Betting odds are expressed in terms of the payoff that a bet will produce. On a 36-number roulette wheel (excluding the house's 0 or 0s), betting on 9 of the 36 numbers yields 3 to 1 odds. 


This means that a $1 bet on the roulette wheel will return $3 if you win (also known as a 2-1 payout: you get your original $1 back plus $2).


This translates to a 14 percent or 25% chance that the wheel will land on one of your segments. If your play wins 25% of the time (gaining you $3) and loses 75% of the time (losing you $1), then the 3 to 1 odds are a fair bet, meaning that you will come out even in the long run. 


To earn inexorable profits in the long run, gambling houses set betting odds that are slightly more advantageous to themselves than a fair bet. To put it another way, the casino wants the probabilities suggested by the odds to be greater than one. 


This is accomplished in roulette by adding a 0 to the 36 numbers (Europe) or two 0s (United States) that belong to the house: if the wheel lands on 0, no one wins and the house wins. This house margin is thin in competitive and transparent gambling games: make it too large, and you open the door to a competitor offering better odds.


The potential reach of betting extends far beyond sports betting and casino play. Hypothetical bets are an effective experimental tool in social psychology. In his research and book Thinking, Fast and Slow, Daniel Kahneman popularized this technique. 


He proposed the following option:

Scenario A: You've been handed a $1,000 check. You must now select between

  • A 50% chance of winning $1000
  • Obtain $500 without a doubt

Scenario B: You have received $2000. You must now choose between 

  • A 50% chance of losing $1000 and a 100% chance of winning $1000.
  • Definitely lose $500.


The final states of expected wealth for the two scenarios are the same. Nonetheless, almost everyone chooses the safe bet in Scenario A and the gamble in Scenario B. This demonstrates the significance of a reference point, such as a $1000 or $2000 endowment. You can only make money from $1000, and the sure thing of $500 locks in that profit. You can only lose money starting with $2000, and the gamble offers a good chance of not losing any money. 


Reference points are an important component of Kahneman and Tversky's prospect theory. Prospect theory supplements older theories that hypothesize how people behave. Kahneman and Tversky used bets and games of chance, such as the ones mentioned above, to demonstrate how actual human behavior differs from what utility theory predicts.


Kahneman's bets were purely hypothetical in order to demonstrate academic theories; no actual money was exchanged. Political scientists have attempted to go even further by establishing markets with actual payouts. The goal is to learn about upcoming political events. These "prediction markets" are thought to represent the totality of available knowledge on a subject (see The Wisdom of Crowds). 


Bets in a prediction market perform a similar function to bid and offer prices in an economic market.
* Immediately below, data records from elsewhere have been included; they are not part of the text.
PR #5178, opened 2026-07-17
[Perf][Qwen3-TTS] Defer per-step save-path D2H and vectorize codec flatten

ShengleiFu:
## Purpose

Address W3 from the TTS refactor RFC #4855: remove the per-step host work on
the Qwen3-TTS async-chunk save path, which keeps the GPU idle under concurrency.

On each talker decode step the save path copied the frame to host
(`frame.cpu().tolist()`) and, on every emitted chunk, rebuilt the codebook-major
window with a Python double loop. Both run per request per step on the save
thread, so the device-to-host copy serializes the step loop as concurrency
rises. The sibling `qwen3_omni` save path already avoids this by accumulating
on-device frame tensors and flattening with a single vectorized transpose; this
PR brings `qwen3_tts` to the same shape.

This PR:

- Accumulates on-device frame tensors instead of `frame.cpu().tolist()`, so the
  host copy is deferred off the per-step path to one transfer per emitted chunk
  (matching `qwen3_omni` and the accumulator's declared `list[torch.Tensor]`
  type).
- Replaces the per-element Python flatten with a single
  `torch.stack(window).transpose(0, 1).reshape(-1)`, device-aligning the ref
  context before it is prepended.
- Adds save-path regression coverage: codebook-major layout and the all-zero
  frame skip, exercised through the real per-step append path.

Backward compatibility: behavior-preserving. Emitted `codes.audio` contents and
order, `left_context_size`, ref-context metadata, chunk cadence, and the
all-zero skip are unchanged; the full async-chunk suite (53 tests) passes.

Scope note: the `_extract_last_frame` emptiness guard (one `.any()` per step) is
kept — it mirrors `qwen3_omni`'s guard and the full-payload/token-only zero-row
filter. Removing it safely depends on whether the talker ever emits all-zero
frames mid-stream; deferred as a follow-up pending profiling.

Not a duplicate: #5070 batches the same class of per-step D2H for `mimo_audio`
(a different processor/file); #4745 is W4 (batched decode preprocess in the
talker). No open PR touches the `qwen3_tts` async-chunk save path.

## Test Plan

**vLLM Version:** vllm 0.25.0 (serving benchmark, on origin/main); unit suite also green under vllm 0.24.0

**vLLM-Omni Commit:** this branch (base `07957e12`)

[...]

PR #5221, opened 2026-07-20
[Perf][Engine] Event-driven orchestration loop (opt-in) — S1 of #4855

linyueqian:
## Purpose

S1 of the scheduling redesign in RFC #4855 (problem 3: the orchestrator coordination layer is poll-driven and keeps the GPU idle under load). This makes the orchestration loop **event-driven behind an opt-in flag** (`VLLM_OMNI_EVENT_DRIVEN_ORCH=1`, default off). The legacy poll loop is untouched when the flag is unset.

### What is slow today

The `Orchestrator` runs one coroutine that *serially* scans every stage replica with `asyncio.wait_for(client.get_output_async(), timeout=0.001)` and `asyncio.sleep(0.001)` when idle (`orchestrator.py`), and the serving-side final-output drain busy-polls `get_nowait()` + `sleep(0.001)` (`entrypoints/async_omni.py`). Two consequences:

- Every audio chunk crosses two-to-three 1 ms poll boundaries of pure jitter — a large fraction of the inter-chunk budget for a ~80 ms/chunk codec, and a direct contributor to streaming discontinuity at load.
- The `wait_for(..., 0.001)` emulation creates and cancels ~2 tasks per replica per millisecond, so the process spins at ~1 kHz even when completely idle.

The underlying stage client is vLLM's own `AsyncMPClient`, whose `get_output_async()` is natively awaitable and surfaces `EngineDeadError` through the same queue — upstream `AsyncLLM` consumes it with a plain `await`. This change restores that pattern for the omni orchestrator.

## Changes

- **`vllm_omni/engine/orchestrator.py`** — new `_orchestration_loop_event_driven()` (selected by the flag): one reader task per available LLM stage replica `await`s `client.get_output_async()` directly and feeds a single dispatch queue that the loop consumes **serially**, so routing/handling semantics are identical to the legacy loop; only the poll cadence is removed. Diffusion stages keep their nowait-poll contract via a per-pool poller task. Readers and pollers are reconciled against `available_replica_ids()` and client swaps on a 0.5 s wall-clock schedule, which covers elastic membership and replica eviction. The per-output handling is extracted into `_process_llm_stage_outputs()` and reused by **both** loops, so there is one code path for behavior. A one-line enabled-log announces the loop mode + reader/poller counts.
[...]

PR #6576, opened 2026-08-24
[Perf][Qwen3-TTS] Batch the async-chunk emptiness sync instead of syncing per decode step

linyueqian:
## Purpose

W3 of RFC #4855: remove the per-step device sync from the Qwen3-TTS async-chunk save path.

On every talker decode step the save path did two host round-trips per frame. `_extract_last_frame` called `frame.any().item()` to test whether the frame was all-zero padding, and the caller then did `frame.cpu().tolist()` before appending. Both run per request per step on the save thread, so they serialize the step loop as concurrency rises.

This continues @ShengleiFu's work in #5178, which was closed unmerged. That PR deleted the emptiness guard and filtered padding at chunk emit instead. **That approach cannot be rebased onto current main, and this PR does not use it** — see below.

### Why filtering at emit does not work any more

All-zero frames are not an edge case. The talker zeroes any frame whose layer-0 id is out of codebook range (`qwen3_tts_talker.py:1301`), which covers EOS, and the prefill path emits an all-zeros span outright (`:817`). #5178's own commit message measured it: *"~1.9% of mid-stream frames are all-zero (measured at c=128), so the guard is load-bearing and cannot simply be deleted."*

`len(code_prompt_token_ids[rid])` drives `compute_ramp_emit`, the `adjusted % chunk_size` gate, and `context_length`. Letting padding into that count moves every chunk boundary. #5178 compensated by recomputing `left_context_size` from the surviving frames, which worked only because Code2Wav then received an overlapping left-context window to trim against. **#5202 removed that window** — Code2Wav keeps per-request decoder state now — so the compensation no longer has anything to act on.

## Changes

Padding is still dropped *before* it reaches the accumulator, so `length` keeps meaning "real frames so far" and every gate sees exactly what it saw before. The sync is **batched** rather than removed.

- **`_extract_last_frame`** no longer inspects content. The frame goes to a per-request `pending_frames` list, on-device and unclassified. No sync on the step path.
- **`_commit_pending_frames`** resolves pending frames with one `.tolist()` over the stacked batch — a single sync covering all of them, with only the boolean mask crossing to the host.
- **`_emit_threshold`** is pure host arithmetic mirroring the emission gate (ramp cumulative, initial-chunk branch, steady-state modulo). The resolve runs only when the pending frames could change the decision: on finish, or when `len(committed) + len(pending)` could reach the threshold. Under-estimating costs an extra sync; over-estimating would delay a chunk, so the branches are kept in step with the gate directly below them.
- **At emit**, committed frames are already padding-free device tensors, so the codebook-major flatten is one `transpose(0,1).reshape(-1)` instead of a Python double loop over `num_quantizers x num_frames`, with a single `.cpu()` keeping the payload host-resident as before.

Measured on the resolve path: **5 resolves for 60 decode steps** at `codec_chunk_frames=25`, against 60 syncs before.

### Two behavior notes, called out deliberately

**Dynamic-IC load factor.** A request counts as active from its first frame rather than its first resolve. Frames now sit in `pending_frames` before committing, so counting only the committed side would under-report load by one for every request still inside its first chunk — including the request computing its own IC, which the old code always counted. `active` now unions both stores.

**Abort releases device frames.** `finish_requests` handles abort, error, and eviction, where no terminal chunk is sent and `cleanup_sender` never runs. That path already stranded `code_prompt_token_ids`; with host lists it leaked a little host memory, but the accumulators hold device tensors now, so it would hold GPU memory for the adapter's lifetime. The frame stores are released there. Only the frame stores — the chunk counters stay on `cleanup_sender`'s lifecycle, since calling it before a terminal send is explicitly unsupported.

## Test Plan

**vLLM Version:** 0.27.0

**vLLM-Omni Commit:** based on current main

- `pytest tests/model_executor/stage_input_processors/`
- `pytest tests/distributed/omni_connectors/` for the transfer-adapter cleanup path
- Mutation testing on each behavior this PR is responsible for
- Differential run of the padding property test against upstream's processor

## Test Result

**379 passed** in `tests/model_executor/stage_input_processors/`.

New coverage:

- A parametrized property test asserting padding is invisible to the emission schedule, across five chunk/initial-chunk/ramp configurations x 8 seeds.
- Boundary, padding-only, and terminal-padding cases.
- A sync-count test pinning that resolves scale with chunks rather than steps.
- The dynamic-IC load factor, which the padding tests cannot catch because both arms would shift together.
- Abort releasing the accumulators.

**Mutation-verified.** Each of these fails the test that covers it: counting padding toward `length`; resolving on every step; substituting a placeholder for the empty-finished sentinel; reverting the load-factor fix.

**Differential against main.** Running the padding property test against upstream's processor: main fails 3 of 40 cases, this PR passes 40. Main re-emits a window when a padding frame arrives while the accumulator sits exactly on a chunk boundary. That is pre-existing and this PR happens to remove it in those configurations; the test normalizes consecutive duplicate windows so it is asserting the shared contract rather than that incidental improvement.

### Honest caveats

- No e2e serving A/B on this branch yet. The claim here is "same emissions, fewer syncs", which is what the unit tests pin; the throughput benefit still wants a concurrency run before anyone counts on a number.
- The resolve heuristic is tuned for streams where padding is sparse (~2%). A pathological stream that is mostly padding would resolve more often — still correct, just closer to the old sync rate.
- The abort fix releases the frame stores but leaves the chunk counters to `cleanup_sender`, so aborted requests still retain small per-request counter entries until the adapter is torn down. That is pre-existing and unchanged.

Credit to @ShengleiFu for the original investigation and the c=128 padding measurement in #5178, which is what made the constraint here visible.


hsliuustc0106:
does it help compete with 
39a94479d71fceb5276e60464836c840

linyueqian:
Slope yes, floor no.

This removes an O(load) device sync from the save thread — that thread absorbs two syncs per frame per active request, and `.item()` drains the device while the talker and Code2Wav kernels are running. Chunk emission is serialized behind it, so under concurrency a backlogged save thread directly delays first audio. That is the regime where 118 ms → 397 ms happens.

It does not touch the ~49 ms floor. At 1 RPS the save thread is idle, so the syncs cost microseconds. The floor is the latency chain: talker prefill + one decode step + two connector hops + two 1 ms poll loops + Code2Wav decode. No amount of sync removal gets that to 27 ms.

Closing the floor needs different levers, and two of them are things we already documented and then did not ship:

- `deploy/qwen3_tts.yaml:87` says "CustomVoice / VoiceDesign are TTFA-optimal at 1", and the file ships `max_num_seqs: 64` on stage 1. The benchmark is CustomVoice.
- The header comment (lines 6-8) says stage 0 uses `max_num_batched_tokens=512` for first-chunk latency; line 62 ships `32768`. #4923 raised it and the comment stayed. `qwen3_tts_high_concurrency.yaml:56` still has 512.

Plus #5221, which replaces the two 1 ms poll loops with event-driven wakeups (measured -14.7% mean / -32.1% p99 TTFP at concurrency 8).

One thing worth confirming before we read too much into the comparison: what does their harness count as audible? With `initial_codec_chunk_frames: 1` our first chunk is a single frame, ~80 ms of audio. If they wait for a larger playable buffer the two numbers are not measuring the same event.

I would rather re-run their setup ourselves with the CustomVoice tuning applied than argue from their chart — otherwise we cannot tell whether the gap is the engine or our defaults.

For a variety of reasons, such political forecasting efforts have had limited success. 


The US Defense Department's 2003 Policy Analysis Market, for example, vanished after it was suggested that future terrorist attacks might be an appropriate topic. There was widespread criticism that the US government should not be facilitating a market in which those with inside knowledge of impending attacks could profit.


Conclusion


Bettors see a lot of potential in it beyond the casino and racetrack. They are drawn to it as a tool for honing estimation and decision-making skills. 


However, as Kahneman and Tversky demonstrated, it runs up against a widespread aversion to strict probabilistic thinking, which is required for efficient betting.


Indeed, as I read Thinking, Fast and Slow, I wondered how often Kahneman actually got people to take their bets, even if only hypothetically. 


People are often free to express their opinions with qualifiers such as "probably," "rarely," "a lot," or something similar, but moving from there to odds, probabilities, and bets is usually a bridge too far.